Monday, July 23, 2012

Hike 2012.047B -- Smith Ridge

Hiked Tuesday, July 17, immedi-ately after my hike to Lewis Falls. See that post for directions to trail head.

From Lewis Falls, I hopped in my car and continued up CA-39, staying straight where the road to Crystal Lake comes in from the north. I parked in the large clearing near mile marker 38.4.

From there, I walked around the "Road Closed" gate, and on up CA-39. I think I'd like to take my bike up here one day and explore more of CA-39, but, right now, the bike I have access to won't fit in my car, and don't want to buy a bike rack. This standoff will have to end one day, but it has not yet come to pass.

Today, on foot, my goal was "Smith Ridge." I don't see that name on a map, but it would make sense. It's the dirt road I got on to when I walked from Smith Saddle north (rather than south, to Smith Mountain).

The trip from the south to the top of Smith Ridge was a steep climb, much tougher than summitting Smith Mountain. On that hike, I walked north a bit past the high point and could see that this jeep trail would eventually merge with CA-39. Clearly, it would be easier to reach the high point from the north rather than the south.

On this day, having done my little hike to Lewis Falls, but needing additional mileage to make the day count as a hike, I settled on answering the question of how this hike from the north to Smith Ridge might go.

From the end of the road, it turns out to be just about exactly one mile to the meeting with the Smith Ridge jeep trail. Buckwheat grew densely along the south shoulder of the highway.
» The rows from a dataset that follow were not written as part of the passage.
PR #502, opened 2020-10-26
Support passing function as argument in Fortran

### LINKED ISSUE #477: Functions as arguments in Fortran
**Describe the feature**
Currently functions can't be passed as argument in Fortran.

**Test Code**

E.g
```
    #$ header function f()
    def f():
        return 0

    #$ header high_order((int)())
    def high_order(function):
        x = function()
        return x

    x = high_order(f)
```

E.g
```
    #$ header function f(int)
    def f(x):
        return x + 1

    #$ header function high_order((int)(int), int)
    def high_order(function, x):
        x =  function(x)
        return x

    x = high_order(f, 0)
```

**Language**
Fortran

rmahjoubi:
**Allow functions to be passed as arguments in Fortran**

-Add Interface attribute to FunctionDef class.
-Add code generation for functions interfaces.
-Create function_signature method which handles both functions definitions and procedures of an interface.
-Separately compile the module which contains functions that takes functions as arguments.
-Add tests for functions that takes functions as arguments. 

Fixes #477


tests/pyccel/test_pyccel.py
```diff
@@ -179,6 +184,7 @@ def compare_pyth_fort_output( p_output, f_output, dtype=float ):
 #------------------------------------------------------------------------------
 def pyccel_test(test_file, dependencies = None, compile_with_pyccel = True,
         cwd = None, pyccel_commands = "", output_dtype = float,
+        compile_dep_with_pyccel = True,
```
EmilyBourne, line 187: I'm not sure if this is necessary. I am happy to compile the dependencies with pyccel every time we compile the program with pyccel

tests/pyccel/test_pyccel.py
```diff
@@ -377,6 +388,14 @@ def test_expressions(language):
             [float]*3 + [int]*2 + [float]*2 + [int]*5 + [complex] + [bool]*9
     pyccel_test("scripts/expressions.py", language=language,
                 output_dtype = types)
+#------------------------------------------------------------------------------
+def test_highorder():
+    pyccel_test("scripts/runtest_highorder_functions.py",
+            dependencies = "scripts/highorder_functions.py",
+            compile_dep_with_pyccel = False,
+            output_dtype = [int,int,float,float,float,int,float,
+                float, int])
```
EmilyBourne, line 397: This test should work in fortran and c

pyccel/codegen/printing/fcode.py
```diff
@@ -1408,32 +1412,68 @@ def _print_FunctionDef(self, expr):
...
+        else:
+            for i in _default_methods:
+                # because we may have a class Point with init: Point___init__
+                if i in name:
+                    name = name.replace(i, _default_methods[i])
+
+        signature = self.function_signature(expr, name)
+        decs = OrderedDict()
+        functions = expr.functions
+        func_interfaces = '\n'.join(self._print(i) for i in expr.interfaces)
```
EmilyBourne, line 1451: Has this been tested? I am not sure if we are allowed to write an interface in a function

pyccel/codegen/printing/fcode.py
```diff
@@ -1383,14 +1383,18 @@ def _print_FunctionDef(self, expr):
 
         for i,arg in enumerate(expr.arguments):
             if expr.arguments_inout[i]:
-                dec = Declare(arg.dtype, arg, intent='inout')
-
+                if isinstance(arg, FunctionAddress):
+                    dec = FuncAddressDeclare(arg, intent='inout')
```
EmilyBourne, line 1387: Is this possible?

pyccel/codegen/printing/fcode.py
```diff
@@ -1319,43 +1332,29 @@ def _print_F2PYFunctionDef(self, expr):
...
-        decs = OrderedDict()
         args_decs = OrderedDict()
-        # ... local variables declarations
+
+        for j, i in enumerate(expr.results):
+            if not i.name:
+                i.rename('out_{}'.format(j))
+        for j, i in enumerate(expr.arguments):
+            if not i.name:
+                i.rename('in_{}'.format(j))
```
EmilyBourne, line 1355: Is this still valid after the changes made in branch `devel_444` ? I thought the `rename` function was removed?

EmilyBourne:
I have had a look at `pyccel/codegen/printing/fcode.py` and everything in `tests/pyccel/` as I know that these are new. But I'm not sure what is new everywhere else. I had a quick look, but I don't think you've merged the changes from `devel_444` recently so some of my comments would have been about things that have been fixed there. If you want us to review this branch properly while we're waiting for the last things to be sorted on PR #479 you can modify this PR to ask to merge `devel_477` into `devel_444`, that way it's obvious what is new. You can then point it back at master once PR #479 is merged

tests/pyccel/test_pyccel.py
rmahjoubi: we are already running the same tests in epyccel  for c, I think there is no need to run them twice .?

EmilyBourne: So then do you think we should remove this test once the epyccel version can be activated for fortran? That sounds ok to me

tests/pyccel/test_pyccel.py
rmahjoubi: the dependency in this case is the module containing the functions that takes functions as arguments, compiling it with pyccel will lead to error at shared library generation stage

pyccel/codegen/printing/fcode.py
rmahjoubi: can you please tell me why we are not allowed to write an interface in a function. if this is the case could you also give an alternative solution.

tests/pyccel/test_pyccel.py
EmilyBourne: Sorry I said that backwards. I meant:
 I am happy to compile the dependencies with gfortran every time `compile_with_pyccel = False`

pyccel/codegen/printing/fcode.py
rmahjoubi: maybe in c if you like to change to which function the pointer is pointing to and then  return it, here i don't think it is. I'am gonna remove it

pyccel/codegen/printing/fcode.py
EmilyBourne: I don't know if we are allowed or not. That is why I am asking if it has been tested. If we are not allowed then it would be due to the fortran standard. It is sometimes quite picky about where objects can be placed (e.g. all variables must be declared at the start of a function, you can have a function in a function, but not  a function in a function in a function).
If you have tested it and it works then we should be ok.

pyccel/codegen/printing/fcode.py
EmilyBourne: But here we are translating from fortran. If you do:
```
def f(a):
    a  = new_func

b = old_func
f(b)
```
Then b is not modified

pyccel/codegen/printing/fcode.py
EmilyBourne: Sorry, this is a real rename function

rmahjoubi: this is an actual rename function, i just added this method recently, it gives names to the dummy arguments of the functions inside the interface

tests/pyccel/test_pyccel.py
rmahjoubi: I agree

EmilyBourne: I have added it to the list of things to do for issue #507

pyccel/codegen/printing/fcode.py
rmahjoubi: what i mean is for:
```
def f(a):
    a = new_func
    return a
```
we should have the ability to change a inside the function
this is kind of irrelevant to your question

tests/pyccel/test_pyccel.py
rmahjoubi: yes this makes sense

pyccel/codegen/printing/fcode.py
rmahjoubi: yes I think it's allowed

EmilyBourne: Does that mean you've tested it?

rmahjoubi: yes, all the tests uses a generated code that contains interfaces inside functions

EmilyBourne: Ok, perfect

pyccel/codegen/printing/fcode.py
EmilyBourne, line 1355: Why do we need to rename the variables?

pyccel/codegen/printing/fcode.py
EmilyBourne: If you mean:
```
def f(a):
    a = new_func
    return a
```
Then for fortran this would be translated by something like:
```
def f(a):
    a = new_func
    Out_0001 = a
    return Out_0001
```
so a is still an `in` not an `inout`. If you want to be able to do this, we may need to pass by value. I don't know if this is possible for procedures?
@yguclu  do you know what the standard says about this?

pyccel/ast/f2py.py
```diff
@@ -121,7 +124,7 @@ def as_static_function(func, name=None):
     int_kind = Variable('int', 'f2py_array_dimension').precision
 
     for a in args:
-        if a.rank > 1 and a.order == 'C':
+        if rank and a.rank > 1 and a.order == 'C':
```
EmilyBourne, line 127: Is `rank` correctly defined here?

pyccel/codegen/printing/fcode.py
yguclu: I don't think that the `intent` keyword makes any sense for argument functions in Fortran...

yguclu: I've just checked, specifying the `intent` attribute for a dummy procedure is not allowed. It cannot be passed by `value` either.

pyccel/codegen/printing/fcode.py
rmahjoubi: when a function is passed as an argument, we leave the name of it variables empty, as we only need them in case of fortran.
so these are just dummy variables of the prototype. we need to rename them so we can properly calculate `is_procedure`, they are also needed to print the call of a function argument with multiple returns.

pyccel/ast/f2py.py
rmahjoubi: it's not correctly defined. do you think it's good to have `FunctionAddress` inherits from `Variable` so we can avoid this kind of checks, in this case for a `FunctionAddress` the rank would be 0, it's as if we are treating it as a c pointer.

EmilyBourne: I think we already discussed this and decided that it was not quite a `Variable`. That said given the number of places in the code where you need to do `ifinstance(a, (Variable, FunctionAddress))` I am not sure I agree. What do you think @rmahjoubi @yguclu ? As a minimum even if it doesn't inherit from `Variable` I think it should inherit from `PyccelAstNode`

rmahjoubi: I think so

EmilyBourne: My comment here originally was not about whether `rank` is correctly defined with regards to `FunctionAddress` but whether the variable `rank` in this line has meaning.
The previous time that you use rank you define it (https://github.com/pyccel/pyccel/pull/502/files#diff-0243435837f0679be53be6bdf9816fa4b1f5d7cd3410affd18f0e7508a9726f0R77-R80) however we are now in a new loop and `rank` still has the value of the last argument of the previous loop.
This could be why your tests are failing

rmahjoubi: in the recent commit, i got rid of the variable `rank` completely, now i'am using `a.rank` only where a is the variable.

EmilyBourne: :+1: yes I saw, I posted my comment a few seconds before your commit ^^'
We can resolve this conversation once the issue about FunctionAddress and Variable has been created

rmahjoubi: I just created it

pyccel/ast/core.py
```diff
@@ -3303,6 +3316,10 @@ def functions(self):
     def hide(self):
         return self.functions[0].hide or self._args[2]
 
+    @property
+    def is_argument(self):
+        return self._args[3]
```
EmilyBourne, line 3321: Can we use this PR to make Instance use variables instead of storing everything in a big tuple? The more things there are in `self._args` the harder it gets to read the code

EmilyBourne (approved):

pyccel/ast/core.py
rmahjoubi: Yes sure

pyccel/parser/semantic.py
```diff
@@ -2274,17 +2274,18 @@ def _visit_Return(self, expr, **settings):
...
+        cls_name        = expr.cls_name
+        hide            = False
+        kind            = 'function'
+        decorators      = expr.decorators
+        funcs           = []
+        sub_funcs       = []
+        func_interfaces  = []
+        is_pure         = expr.is_pure
+        is_elemental    = expr.is_elemental
+        is_private      = expr.is_private
```
yguclu, line 2288: I assume that you changed all these lines to align the `=` signs after you added one line:
```python
func_interfaces = []
```
But the result is not exactly what you intended, because you have an extra space just before the equal sign!

rmahjoubi: yea, I didn't notice it

pyccel/codegen/printing/fcode.py
```diff
@@ -1408,32 +1402,65 @@ def _print_FunctionDef(self, expr):
             sig = 'elemental {}'.format(sig)
 
         arg_code  = ', '.join(self._print(i) for i in chain( expr.arguments, out_args ))
+
+        imports = ''.join(self._print(i) for i in expr.imports)
+        prelude = ''.join(self._print(i) for i in args_decs.values())
+        parts = ["{}({}) {}\n".format(sig, arg_code, func_end,),
+                imports,
+                "implicit none\n",
```
yguclu, line 1410: This line can be removed: since there are no local variables in a function definition, there is no danger of an implicit type declaration (Fortran-77 style)

pyccel/codegen/printing/fcode.py
```diff
@@ -1408,32 +1402,65 @@ def _print_FunctionDef(self, expr):
             sig = 'elemental {}'.format(sig)
 
         arg_code  = ', '.join(self._print(i) for i in chain( expr.arguments, out_args ))
+
+        imports = ''.join(self._print(i) for i in expr.imports)
+        prelude = ''.join(self._print(i) for i in args_decs.values())
+        parts = ["{}({}) {}\n".format(sig, arg_code, func_end,),
```
yguclu, line 1408: I suggest to remove `\n` from this string, in order to make the printed interface a little more compact.

pyccel/codegen/printing/fcode.py
```diff
@@ -1225,6 +1225,15 @@ def _print_String(self, expr):
     def _print_Interface(self, expr):
         # ... we don't print 'hidden' functions
         name = self._print(expr.name)
+        if expr.is_argument:
+            sigs = ''
+            for f in expr.functions:
+                self._handle_fortran_specific_a_prioris(list(f.arguments) + list(f.results))
+                sigs += self.function_signature(f, f.name) + '\n'
+                sigs += 'end %s\n' % sigs.split()[0]
```
yguclu, line 1233: It would be nice to separate the functions' signatures with an empty line, and to properly indent them.

@EmilyBourne Should we add the `interface` keyword to the `indent_code` function?

pyccel/ast/core.py
```diff
@@ -2782,6 +2782,18 @@ def clone(self, name, new_class = None, **kwargs):
             is_optional=kwargs.pop('is_optional',self.is_optional),
             cls_base=kwargs.pop('cls_base',self.cls_base),
             )
+    def rename(self, newname):
+        """
+        Rename the Variable name
+        newname.
```
yguclu, line 2788: This docstring is a bit confusing. Can we simply write "Change variable name"?

pyccel/codegen/printing/fcode.py
rmahjoubi: This function, is used in printing both function definition and interfaces, should i return a dictionary and then decide how to print in the calling method ?

tests/pyccel/scripts/highorder_functions.py
```diff
@@ -0,0 +1,90 @@
...
+@types()
+def f10():
+    y = 0
+    if y:
+        pass
+
+#$ header function high_int_1((int)(int), int)
+def high_int_1(function, a):
+    x = function(a)
+    return x
```
yguclu, line 49: `function` is a reserved keyword in Fortran. I am a bit surprised that the generated code actually compiles!

yguclu (changes requested):
Very good job @rmahjoubi! I've left a few comments scattered around..

pyccel/codegen/printing/fcode.py
yguclu: Sorry, I thought this was only used for the interface (given its name). Yes. that's a good idea.

pyccel/codegen/printing/fcode.py
EmilyBourne: Yes I think so

yguclu (approved):

EmilyBourne (approved):

tests/pyccel/scripts/highorder_functions.py
yguclu: I stand corrected. The Fortran standard defines many **keywords**, but it does **not** define any **reserved words**. Hence calling a function `function` is totally legal, but it's definitely not a good practice.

Meanwhile, along the north shoulder, much of the way was semi-riparian in nature. A small seep of water came off the mountains to the north, and ran as a rivulet for well over half of the distance between points A and B, before disappearing down a drainage culvert.

Once at the ridge and road, I was disap-pointed to see no sign designat-ing a name or number to this road. But, about 100 yards into the hike, I passed a partially embedded water tank with the word, "SMITH" painted on the top. Hence, I deduced this ridge to be "Smith Ridge."
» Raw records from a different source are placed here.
PR #505, opened 2020-10-26
Map Python imports to C imports

### LINKED ISSUE #503: The OpenMP Fortran library (omp_lib) is imported in the generated C code
**Describe the bug**
`omp_lib` is imported in the generated C code when using an OpenMP function.

**To Reproduce**
```

@types(int)
def set_num_threads(n):
    from pyccel.stdlib.internal.openmp import omp_set_num_threads
    omp_set_num_threads(n)
```

generate this code in C:
```
#include <test.h>
#include <stdlib.h>

void set_num_threads(long n)
{
    #include <omp_lib.h>


    omp_set_num_threads(n);
}
```

and this python code: 
```
n = 5

from pyccel.stdlib.internal.openmp import omp_set_num_threads
omp_set_num_threads(n)
```

generate this code in C: 

```
#include <omp.h>
#include <omp_lib.h>
#include <stdlib.h>
int main()
{
    long n;
    n = 5;

    omp_set_num_threads(n);
    return 0;
}
```
Both of those generated codes gave a compilation error because of `omp_lib` is unrecognized.
**Expected behavior**
`omp_lib` must not be used for C language, and the import must not be printed inside the `FunctionDef.`
For the first case the imported printed inside the `FunctionDef `because this method use the import so removing the printing of the import from the `_print_FunctionDef `method will solve this problem.
But for the `omp_lib` i didnt found when pyccel add it to the list of imports.

**Language**
C

This issue block the activation of OpenMP tests for C language.

EmilyBourne:
Create a dictionary which maps known module names (eg numpy, omp_lib, etc) onto their c equivalent (eg. None, omp, etc). Fixes #503

### DIFF
--- a/pyccel/codegen/printing/ccode.py
+++ b/pyccel/codegen/printing/ccode.py
@@ -411,8 +411,11 @@ class CCodePrinter(CodePrinter):
         else:
             source = self._print(expr.source)
 
+        # Get with a default value is not used here as it is
+        # slower and on most occasions the import will not be in the
+        # dictionary
         if source in import_dict:
-            source = import_dict[source]
+            source = import_dict[source] # pylint: disable=consider-using-get
 
         if source is None:
             return ''
--- a/pyccel/codegen/printing/ccode.py
+++ b/pyccel/codegen/printing/ccode.py
@@ -189,6 +189,8 @@ dtype_registry = {('real',8)    : 'double',
                   ('int',1)     : 'char',
                   ('bool',4)    : 'bool'}
 
+import_dict = {'numpy'   : None,
+               'omp_lib' : 'omp' }
 
 class CCodePrinter(CodePrinter):
     """A printer to convert python expressions to strings of c code"""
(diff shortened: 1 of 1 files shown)


nhamidn:
when declaring an **OpenMP** import inside a function shouldn't we move the `omp.h` import outside of the function or to the header file in the case of shared library ?

this python code : 

```
@types(int)
def set_num_threads(n):
    from pyccel.stdlib.internal.openmp import omp_set_num_threads
    omp_set_num_threads(n)
```

generate this code : 

```
#include <test.h>
#include <stdlib.h>

void set_num_threads(long n)
{
    #include <omp.h>


    omp_set_num_threads(n);
}
```

nhamidn (approved):

yguclu:
@EmilyBourne In the description you mention mapping Numpy to `None`, but I don't see this in the changes...

yguclu (approved):

EmilyBourne:
> @EmilyBourne In the description you mention mapping Numpy to `None`, but I don't see this in the changes...

I removed it as `numpy` is not added to the imports and will therefore not reach the codegen stage. But I decided to keep it in the comments to explain how this would handle the case where we save the import as it is needed in some languages (e.g. math) but do not need to print it in c. I am not sure that this is necessary though as libraries such as math/numpy are usually handled differently as it is not because they are in one module in python that this is necessarily the case in c.
Having this option lets us keep math/numpy/etc in the imports if we want to later though, which would presumably simplify python printing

Incident-ally, there's also a "lower" jeep trail that splits off from the one that runs along the ridgeline. I walked on part of that one during my hike up from Smith Saddle. It's not as heavily used and more overgrown and less stable than the ridge route, though it does give a better view south than you can see from the top of the ridge.

That's getting ahead a bit. From the CA-39, the ridge jeep trail undulates up and down, though generally does gain altitude as it makes its way to a small flat area before dropping over in thicker brush towards Smith Saddle. Nice views in all directions the whole way, though, it being evening by the time I got here, the views to the southwest were pretty much hazed and glared out.

I'd guestimate (by feelinng and looking at a map) that it's about 3/4 of a mile along the ridge, from the highway to the last flat area before the brush and steepness make further progress doubtful. There's a "SMITH" Caltrans surveyor monument embedded at this end. Weather station equipment is a bit lower, in a less accessible location (No doubt by design).

Overall, this hike is among the easier hikes in my collection. Yes, there's some altitude gain involved getting from your car to the ridge, and some gain and loss there. But, over all, I'd estimate no more than 150 feet of vertical gain. It's mostly level, and pretty impossible to get loss. Definitely dog- or kid-friendly, if they're inclined to want to walk outdoors. Not much shade, though, a hat or sunscreen may be a consideration. An Adventure Pass is required.